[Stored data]
------------------------------------------------------------------------

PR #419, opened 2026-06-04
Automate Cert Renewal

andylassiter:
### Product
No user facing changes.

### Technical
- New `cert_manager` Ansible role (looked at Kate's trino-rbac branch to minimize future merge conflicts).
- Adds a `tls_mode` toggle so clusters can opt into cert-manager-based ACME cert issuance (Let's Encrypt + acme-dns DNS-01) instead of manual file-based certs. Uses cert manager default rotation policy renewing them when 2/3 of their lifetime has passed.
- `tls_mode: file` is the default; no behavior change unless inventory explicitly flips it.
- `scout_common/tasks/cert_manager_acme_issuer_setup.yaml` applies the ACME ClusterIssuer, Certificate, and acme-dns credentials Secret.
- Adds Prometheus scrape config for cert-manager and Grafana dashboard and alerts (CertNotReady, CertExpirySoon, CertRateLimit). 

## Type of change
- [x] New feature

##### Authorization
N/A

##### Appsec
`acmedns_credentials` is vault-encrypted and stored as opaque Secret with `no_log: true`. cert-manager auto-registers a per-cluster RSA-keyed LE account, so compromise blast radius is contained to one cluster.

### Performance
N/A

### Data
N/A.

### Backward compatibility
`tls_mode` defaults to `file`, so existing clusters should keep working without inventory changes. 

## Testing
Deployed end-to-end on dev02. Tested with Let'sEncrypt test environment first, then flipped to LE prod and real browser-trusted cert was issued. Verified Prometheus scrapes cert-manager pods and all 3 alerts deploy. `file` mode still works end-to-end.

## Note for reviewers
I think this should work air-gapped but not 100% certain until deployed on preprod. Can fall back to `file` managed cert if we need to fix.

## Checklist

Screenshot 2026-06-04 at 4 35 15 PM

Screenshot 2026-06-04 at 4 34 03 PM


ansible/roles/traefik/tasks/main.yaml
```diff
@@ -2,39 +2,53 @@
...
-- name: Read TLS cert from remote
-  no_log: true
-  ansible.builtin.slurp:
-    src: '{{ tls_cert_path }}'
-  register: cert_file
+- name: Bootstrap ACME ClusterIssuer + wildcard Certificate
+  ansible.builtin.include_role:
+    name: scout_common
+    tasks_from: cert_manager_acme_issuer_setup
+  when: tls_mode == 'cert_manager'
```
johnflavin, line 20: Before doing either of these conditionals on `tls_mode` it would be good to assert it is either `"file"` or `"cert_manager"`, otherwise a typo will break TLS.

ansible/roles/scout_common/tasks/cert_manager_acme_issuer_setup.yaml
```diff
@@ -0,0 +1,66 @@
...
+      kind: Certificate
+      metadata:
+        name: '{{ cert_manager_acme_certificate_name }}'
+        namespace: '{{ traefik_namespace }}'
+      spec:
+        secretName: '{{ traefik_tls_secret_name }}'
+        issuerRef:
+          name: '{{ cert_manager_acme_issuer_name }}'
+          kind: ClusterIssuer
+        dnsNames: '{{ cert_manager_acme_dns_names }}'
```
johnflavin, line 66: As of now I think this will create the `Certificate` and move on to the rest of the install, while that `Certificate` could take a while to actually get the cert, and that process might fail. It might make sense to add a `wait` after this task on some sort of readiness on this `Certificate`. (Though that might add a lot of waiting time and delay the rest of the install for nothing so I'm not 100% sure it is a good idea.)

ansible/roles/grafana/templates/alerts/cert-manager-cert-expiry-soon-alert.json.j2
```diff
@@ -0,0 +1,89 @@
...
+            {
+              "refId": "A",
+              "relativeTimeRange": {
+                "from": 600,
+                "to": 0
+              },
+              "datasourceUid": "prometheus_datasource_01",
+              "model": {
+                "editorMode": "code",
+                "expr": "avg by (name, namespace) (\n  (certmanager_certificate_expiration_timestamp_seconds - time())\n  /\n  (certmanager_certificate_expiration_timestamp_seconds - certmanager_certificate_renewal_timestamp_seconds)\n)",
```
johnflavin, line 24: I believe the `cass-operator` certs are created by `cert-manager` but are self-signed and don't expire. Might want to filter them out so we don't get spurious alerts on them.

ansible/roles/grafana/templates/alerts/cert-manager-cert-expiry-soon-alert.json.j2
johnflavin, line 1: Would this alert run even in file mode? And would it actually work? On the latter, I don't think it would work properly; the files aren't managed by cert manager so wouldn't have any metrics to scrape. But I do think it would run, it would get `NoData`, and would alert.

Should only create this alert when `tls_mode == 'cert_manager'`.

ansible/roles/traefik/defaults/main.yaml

------------------------------------------------------------------------

§ Work required:
Looking at the data above, return every line from the one with "### Backward compatibility" down to the one with "## Note for reviewers", exactly and inclusively.

§ Answer to this exercise:
### Backward compatibility
`tls_mode` defaults to `file`, so existing clusters should keep working without inventory changes. 

## Testing
Deployed end-to-end on dev02. Tested with Let'sEncrypt test environment first, then flipped to LE prod and real browser-trusted cert was issued. Verified Prometheus scrapes cert-manager pods and all 3 alerts deploy. `file` mode still works end-to-end.

## Note for reviewers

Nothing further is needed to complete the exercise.